Dense Broad Learning System with Proportional Integral Differential and Adaptive Moment Estimation

Abstract

Deep learning suffers from many notorious issues such as low convergence rate, over-fitting, and time-consuming. To alleviate these problems, an alternative learning framework with a non-iterative training mechanism named Broad Learning System (BLS) was proposed, which randomly assigns the parameters of hidden nodes and frozen them throughout the training process and then obtains its output weights using the ridge regression theory. This training method makes BLS have very high training efficiency. However, using ridge regression to solve the output weights cannot guarantee the stability of the solution in many cases, especially when the number of training samples is large, which may cause over-fitting and instability of BLS models.

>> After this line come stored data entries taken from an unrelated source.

PR #1747, opened 2017-02-24
Introduce a new BinaryLogger logger.

KirillOsenkov:
/binaryLogger[:output.binlog]

Serializes all build events to a compressed binary file. By default the file is in the current directory and named "msbuild.binlog". The binary log is a detailed description of the build process that can later be used to reconstruct text logs and used by other analysis tools. A binary log is usually 10-20x smaller than the most detailed text diagnostic-level log, but it contains more information. (Short form: /bl or /binlog)

Examples:
  /bl
  bl:output.binlog
  binlog:..\..\custom.binlog
  binaryLogger

For now this commit only includes the logger (writer), but the reader is disconnected. In subsequent PRs we will add an option to playback the binary log into any other set of existing loggers.

Support for the new format will be added to MSBuild Structured Log Viewer so that you can view the .binlog files.

BuildEventArgsWriter and BuildEventArgsReader are general purpose custom binary serializers for BuildEventArgs objects.

BinaryLogReplayEventSource is a way to playback events from the log to subscribers of IEventSource.

A set of unit-tests is to follow in a separate PR.

### DIFF
--- a/ref/net46/Microsoft.Build/Microsoft.Build.cs
+++ b/ref/net46/Microsoft.Build/Microsoft.Build.cs
@@ -1350,6 +1350,29 @@ namespace Microsoft.Build.Execution
 }
 namespace Microsoft.Build.Logging
 {
+    public partial class BinaryLogger : Microsoft.Build.Framework.ILogger
+    {
+        public BinaryLogger() { }
+        public string Parameters { [System.Runtime.CompilerServices.CompilerGeneratedAttribute]get { throw null; } [System.Runtime.CompilerServices.CompilerGeneratedAttribute]set { } }
+        public Microsoft.Build.Framework.LoggerVerbosity Verbosity { [System.Runtime.CompilerServices.CompilerGeneratedAttribute]get { throw null; } [System.Runtime.CompilerServices.CompilerGeneratedAttribute]set { } }
+        public void Initialize(Microsoft.Build.Framework.IEventSource eventSource) { }
+        public void Shutdown() { }
+    }
+    public partial class BinaryLogReplayEventSource : Microsoft.Build.Logging.EventArgsDispatcher
+    {
+        public BinaryLogReplayEventSource() { }
+        public void Replay(string sourceFilePath) { }
+    }
+    public partial class BuildEventArgsReader
+    {
+        public BuildEventArgsReader(System.IO.BinaryReader binaryReader) { }
+        public Microsoft.Build.Framework.BuildEventArgs Read() { throw null; }
+    }
+    public partial class BuildEventArgsWriter
+    {
+        public BuildEventArgsWriter(System.IO.BinaryWriter binaryWriter) { }
+        public void Write(Microsoft.Build.Framework.BuildEventArgs e) { }
+    }
     public delegate void ColorResetter();
     public delegate void ColorSetter(System.ConsoleColor color);
     public partial class ConfigurableForwardingLogger : Microsoft.Build.Framework.IForwardingLogger, Microsoft.Build.Framework.ILogger, Microsoft.Build.Framework.INodeLogger
@@ -1401,6 +1424,25 @@ namespace Microsoft.Build.Logging
         public void Initialize(Microsoft.Build.Framework.IEventSource eventSource) { }
         public void Initialize(Microsoft.Build.Framework.IEventSource eventSource, int nodeCount) { }
         public void Shutdown() { }
+    }
+    public partial class EventArgsDispatcher : Microsoft.Build.Framework.IEventSource
+    {
+        public EventArgsDispatcher() { }
+        public event Microsoft.Build.Framework.AnyEventHandler AnyEventRaised { add { } remove { } }
+        public event Microsoft.Build.Framework.BuildFinishedEventHandler BuildFinished { add { } remove { } }
+        public event Microsoft.Build.Framework.BuildStartedEventHandler BuildStarted { add { } remove { } }
+        public event Microsoft.Build.Framework.CustomBuildEventHandler CustomEventRaised { add { } remove { } }
+        public event Microsoft.Build.Framework.BuildErrorEventHandler ErrorRaised { add { } remove { } }
+        public event Microsoft.Build.Framework.BuildMessageEventHandler MessageRaised { add { } remove { } }
+        public event Microsoft.Build.Framework.ProjectFinishedEventHandler ProjectFinished { add { } remove { } }
+        public event Microsoft.Build.Framework.ProjectStartedEventHandler ProjectStarted { add { } remove { } }
+        public event Microsoft.Build.Framework.BuildStatusEventHandler StatusEventRaised { add { } remove { } }
+        public event Microsoft.Build.Framework.TargetFinishedEventHandler TargetFinished { add { } remove { } }
+        public event Microsoft.Build.Framework.TargetStartedEventHandler TargetStarted { add { } remove { } }
+        public event Microsoft.Build.Framework.TaskFinishedEventHandler TaskFinished { add { } remove { } }
+        public event Microsoft.Build.Framework.TaskStartedEventHandler TaskStarted { add { } remove { } }
+        public event Microsoft.Build.Framework.BuildWarningEventHandler WarningRaised { add { } remove { } }
+        public void Dispatch(Microsoft.Build.Framework.BuildEventArgs buildEvent) { }
     }
     public partial class FileLogger : Microsoft.Build.Logging.ConsoleLogger
     {
--- a/ref/net46/Microsoft.Build/Microsoft.Build.cs
+++ b/ref/net46/Microsoft.Build/Microsoft.Build.cs
@@ -1350,28 +1350,13 @@ namespace Microsoft.Build.Execution
 }
 namespace Microsoft.Build.Logging
 {
-    public partial class BinaryLogger : Microsoft.Build.Framework.ILogger
+    public sealed partial class BinaryLogger : Microsoft.Build.Framework.ILogger
     {
         public BinaryLogger() { }
         public string Parameters { [System.Runtime.CompilerServices.CompilerGeneratedAttribute]get { throw null; } [System.Runtime.CompilerServices.CompilerGeneratedAttribute]set { } }
         public Microsoft.Build.Framework.LoggerVerbosity Verbosity { [System.Runtime.CompilerServices.CompilerGeneratedAttribute]get { throw null; } [System.Runtime.CompilerServices.CompilerGeneratedAttribute]set { } }
         public void Initialize(Microsoft.Build.Framework.IEventSource eventSource) { }
         public void Shutdown() { }
-    }
-    public partial class BinaryLogReplayEventSource : Microsoft.Build.Logging.EventArgsDispatcher
-    {
-        public BinaryLogReplayEventSource() { }
-        public void Replay(string sourceFilePath) { }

To solve this problem, we propose an improved BLS with a dense architecture and use the Proportional-Integral-Differential (PID) and Adaptive moment estimation (Adam) to replace the ridge regression operation. The new algorithm is called PID-A-DBLS, and its advantages include: 1) dense architecture can improve the feature extraction ability of the model; 2) using PID and Adam to solve the output weights can avoid the disadvantages of ridge regression. Extensive experimental results on four benchmark data sets show that PID-A-DBLS can achieve much better generalization ability and stability than BLS and its variants.